On the application of users ' registration of mobile Internet application of non-reversible encryption for security consideration

Source: Internet
Author: User

Mobile Internet applications today generally use a user registration mechanism to enhance user stickiness.

So for safety design. How should the user's password be transmitted? How to save in the cloud? I've been thinking about this for a long time. Summarize some of the following ideas. Mainly related to the use of non-reversible encryption principle.


If the user's registration/login process is carried out in a completely safe environment, you can design very easy: Register is to set the password directly saved, login is directly compared to password.

This process does not involve any encryption technology.

However, in practical applications. The entire process may be in an unsafe environment, such as the preservation of password system may be hacked, password transmission may be intercepted by hackers ...

。 In such an environment, how can you guarantee that your login process will not be disguised by other practical people? How does password not leak?


The following is the delivery of the password and the information derived from it (I call it trust information) during the registration and login process:

Note:

Mobile App Cloud Server
Password----> Transmission----> Durable storage

Login:

Mobile App Cloud Server

Password----> Transmission----> Comparison with persistent information


Because of the non-security of the delivery process, the pass-through steps for each more information. One more chance of information disclosure. In order to ensure the security of trust information, it is necessary to ensure that the transfer process of trust information is irreversible. such as hash encryption algorithm (such as md5,sha1,sha256, PBKDF2, bcrypt, etc.) can achieve this goal.

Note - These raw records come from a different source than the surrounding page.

PR #561, opened 2023-01-23
Fix intermittent test failures in TextToPubsubIT

Polber:
Signed-off-by: Jeffrey Kinard <jeff@thekinards.com>

### DIFF
--- a/v1/src/test/java/com/google/cloud/teleport/templates/TextToPubsubIT.java
+++ b/v1/src/test/java/com/google/cloud/teleport/templates/TextToPubsubIT.java
@@ -32,8 +32,8 @@ import com.google.pubsub.v1.PullResponse;
 import com.google.pubsub.v1.SubscriptionName;
 import com.google.pubsub.v1.TopicName;
 import java.io.IOException;
+import java.util.ArrayList;
 import java.util.List;
-import java.util.concurrent.atomic.AtomicReference;
 import java.util.stream.Collectors;
 import org.junit.After;
 import org.junit.Before;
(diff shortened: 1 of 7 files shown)


v1/src/test/java/com/google/cloud/teleport/templates/TextToPubsubIT.java
```diff
@@ -81,22 +82,23 @@ public void testTextToTopic() throws IOException {
...
+                  return records.get().size() >= expectedArtifacts.size();
                 });
     // TODO: Replace this check by truth subjects (like assertThatArtifacts(), assertThatRecords())
-    List<String> actualMessages =
-        records.get().getReceivedMessagesList().stream()
-            .map(receivedMessage -> receivedMessage.getMessage().getData().toStringUtf8())
-            .collect(Collectors.toList());
+    List<String> actualMessages = records.get();
     assertThat(result).isEqualTo(Result.CONDITION_MET);
     assertThat(actualMessages).containsAtLeastElementsIn(expectedArtifacts);
```
bvolpato, line 103: Good catch. 

A bit of a nitpick, you don't need an AtomicReference here. Keeping the same reference is already atomic, so you can have `List<String> records` and just `records.addAll()` when doing a new pull

Polber: Ok I honestly wasn't sure about that and didn't want to mess with the logic - just keep it from failing. I can edit that and make sure it still passes. Thanks.

bvolpato: Yeah that's fine -- Java has some restrictions on what can be used from within the lambda not being reassigned.

So you can't have `PullResponse records` and keep reassigning it, that was the reason why we used an `AtomicReference`. But now that we can keep the same `List<String>` and will just aggregate new elements into the same list, we can just drop the `AtomicReference` as it may introduce confusion here for no benefits.

v1/src/test/java/com/google/cloud/teleport/templates/TextToPubsubIT.java
```diff
@@ -81,24 +81,27 @@ public void testTextToTopic() throws IOException {
     // Act
     JobInfo info = launchTemplate(options);
     assertThat(info.state()).isIn(JobState.ACTIVE_STATES);
-    AtomicReference<PullResponse> records = new AtomicReference<>();
+    List<String> records = new ArrayList<>();
     Result result =
         new DataflowOperator(getDataflowClient())
-            .waitForConditionAndFinish(
+            .waitForCondition(
```
bvolpato, line 87: If I got it correctly, you are not cancelling / finishing it here because it's a batch job?

bvolpato (dismissed):

bvolpato (changes requested):
Actions are failing

bvolpato (approved):

PR #562, opened 2023-01-23
Fixing schema validation for BigTableSchemaTransform

pabloem:


pabloem:
As of right now, nested schemas cannot be supported in our BigTable schema transform. This adds the necessary validation to error out at expansion time, rather than erroring at runtime.

r: @manavgarg

manavgarg (approved):
LGTM

PR #563, opened 2023-01-24
Fixing spotless on v2 templates

pabloem:
r @bvolpato


bvolpato:
Sorry just saw this, this was pushed on a separate commit. Working on some AIs to prevent this from getting pushed.

PR #567, opened 2023-01-26
Test for create never behavior on BQ

pabloem:


pabloem:
this PR depends of https://github.com/apache/beam/pull/25195 being merged

pabloem:
r: @manavgarg 

This verifies that an error will be thrown at construction time when a pipeline with `create_never` is launched against a table that does not exist (thus the pipeline cannot run because we cannot output)

syndeo-template/src/test/java/com/google/cloud/syndeo/it/KafkaToBigQueryIT.java
```diff
@@ -95,14 +98,50 @@ public class KafkaToBigQueryIT {
...
+  @Test
+  public void testErrorOnCreateNeverIfTableNotExisting() throws Exception {
+    JsonNode rootConfig =
+        KafkaToBigQueryLocalTest.generateConfigurationWithKafkaBootstrap(
+            KAFKA_BOOTSTRAP_SERVER, testName.getMethodName());
+    ((ObjectNode) rootConfig.get("sink").get("configurationParameters"))
+        .put("createDisposition", "CREATE_NEVER");
+    ((ObjectNode) rootConfig.get("sink").get("configurationParameters"))
+        .put(
+            "table",
```
manavgarg, line 113: nit: shouldn't we just set the "table" by passing this name on ln 108 instead of testName.getMethodName() ?

manavgarg (approved):
LGTM.

syndeo-template/src/test/java/com/google/cloud/syndeo/it/KafkaToBigQueryIT.java
pabloem: great catch. fixed!

PR #572, opened 2023-01-31
Updating template to generate BQ and PS configs properly

pabloem:


syndeo-template/src/main/java/com/google/cloud/syndeo/SyndeoTemplate.java
```diff
@@ -82,9 +82,9 @@ public interface Options extends PipelineOptions, DataflowPipelineOptions {
           Set.of("table", "createDisposition", "writeDisposition"),
           // New names:
           "beam:schematransform:org.apache.beam:bigquery_storage_write:v1",
-          Set.of("instanceId", "tableId", "keyColumns", "projectId", "appProfileId"),
+          Set.of(),
           "beam:schematransform:org.apache.beam:bigquery_storage_read:v1",
-          Set.of("table"),
+          Set.of(),
```
mahagen, line 87: Is the intention here to not check the parameters against a Set() anymore and let everything through?

mahagen (approved):
One comment about the removal of the Set of parameters.

syndeo-template/src/main/java/com/google/cloud/syndeo/SyndeoTemplate.java
pabloem: yes, correct!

These algorithms ensure that upstream information (such as password) cannot be extrapolated from downstream information. In addition, such algorithms can ensure that the same input and parameters are calculated to get the same output, so that the cloud can compare the results of the two sides to determine whether the original information (such as password) is the same. To achieve the user authentication effect.

So, in terms of the above scenario. How do I encrypt the password at every link (e.g. transfer/save)?

Simply put, the user entered password at the time of the registration. The ability to do hash encryption first. After the network transfer, cloud Server received, and then do a hash encryption. And then save them. The process of logging in is similar to the information that cloud server Gets or uses after several (here is 2) hash encryption results.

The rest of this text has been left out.